Limerick Pride Debate 2014



Pictured above (left to right): Niall Collins, Adam Long, Ailbhe Smyth, Annie Hoey and Breandán Ó HÉamhaigh

By I love Limerick Correspondent Ethan Glavin

Limerick Pride Debate 2014

Chair of the annual debate, Adam Long, opening the evening’s discussion.

The annual Limerick Pride debate concerned itself with “LGBT Rights and the Campaign for full Equality” this year. Chairing the discussion was Adam Long, board member of the National LGBT Federation, Ailbhe Smyth for Marriage Equality, Limerick TD and Fianna Fail Spokesperson on Justice and Equality Niall Collins, USI Equality Officer Annie Hoey, and Limerick Pride’s own Breandán Ó HÉamhaigh.



“Pride is born from politics.” Limerick Pride representative Breandán said, welcoming the attendants of the event on behalf of the organisers. “Pride was born from the 1969 Stonewall Riots, so political debates [as this] are vital to pride.”

“I was very glad and very honoured to have been asked by Limerick Pride to chair this event.” Adam Long said in his opening statement, before introducing the first topic of the evening, the campaign for marriage equality.

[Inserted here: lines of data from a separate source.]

PR #189, opened 2018-11-06
Add power_of_ten transformation

Anirudhsekar96:
I have added a base functions to transform the scale of values as a power of ten. I have also included further derived functions to easily convert into thousands scale, millions scale, billions scale and trillions scale.  This functionality using the base function could be used to extend the derived functions to convert any arbitrary power of ten.

### DIFF
--- a/R/trans-numeric.r
+++ b/R/trans-numeric.r
@@ -208,3 +208,32 @@ pseudo_log_trans <- function(sigma = 1, base = exp(1)) {
     function(x) 2 * sigma * sinh(x * log(base))
   )
 }
+
+
+#' Power_of_ten transformation.
+#'
+#' @param base Power of ten
+#' @aliases power_of_ten_trans thousands_trans millions_trans billions_trans trillions_trans
+#' @export power_of_ten_trans thousands_trans millions_trans billions_trans trillions_trans
+power_of_ten_trans <- function(base = 1) {
+  force(base)
+  trans <- function(x) x/(10^base)
+  inv <- function(x) x*(10^base)
+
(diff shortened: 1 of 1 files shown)


dpseidel:
Thanks for opening a PR! I've changed the name only to be more concise. Could you please add some tests, a [news bullet](https://style.tidyverse.org/news.html), and style your code according to the [tidyverse style guide](https://style.tidyverse.org/)?  The `styler` package can help make this easier. Once you're done, you will also need to rebuild the documentation. 

@hadley do you think this is an appropriate addition to the package?

hadley:
Don’t we already have a function that does something similar? (With a different parameterisation)

dpseidel:
As far as I can tell, we don't have an existing transformation that does this. Within the number formatters, we have several that do something like this for labels, which may solve most use cases rather than requiring a full transformation. Most simply, `number` and `number_format` can transform labels simply by setting the `scale` argument:

``` r
library(scales)
test <- c(1000, 20e3, 50e5)
number(test, scale = 1/1000)
#> [1] "1"     "20"    "5 000"
```

Additionally we recently added the `number_si` function, available in the dev version,  which has an auto-scaling functionality:

```r
number_si(test)
#>[1] "1K"  "20K" "5M" 
```
<sup>Created on 2019-04-30 by the [reprex package](https://reprex.tidyverse.org) (v0.2.1)</sup>

hadley:
@Anirudhsekar96 I think this is a bit too duplicative of existing functions, especially given that I think `number_si()` gives nicer labels. But thanks for offering your code and I really appreciate the effort 😁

He stressed that the youth vote was vital to the campaign, and that many young people believe that marriage equality already exists, making it important to stress the reality of the situation and mobilising the youth vote.

The general consensus with all panellists of the evening was that the campaign was going to be difficult. Despite the public support hinted at in public opinion polls, as previous referenda show that the undecided voters make up their minds in the week before the referendum, meaning a victory is anything but secured at this point in time.

Ailbhe Smyth argued that the referendum itself was simple. “It is going to be a very straight forward referendum, you’re either for equality, or you aren’t.”

Unlike previous referenda however, this is one that is highly personal to Irish LGBT people, as well as their families and friends, and it’s the personal stories of each and every member of the LGBT community and their families that need to be told to stress the importance of this, that the through the referendum people will be saying “yes”, or “no”, to the relationships of their LGBT friends’ and family members’ relationships.

Annie Hoey probably spoke everybody’s mind when saying: “It’s about much more than marriage equality. It’s about the future we want to live in; this is a stepping stone towards equality for everyone.”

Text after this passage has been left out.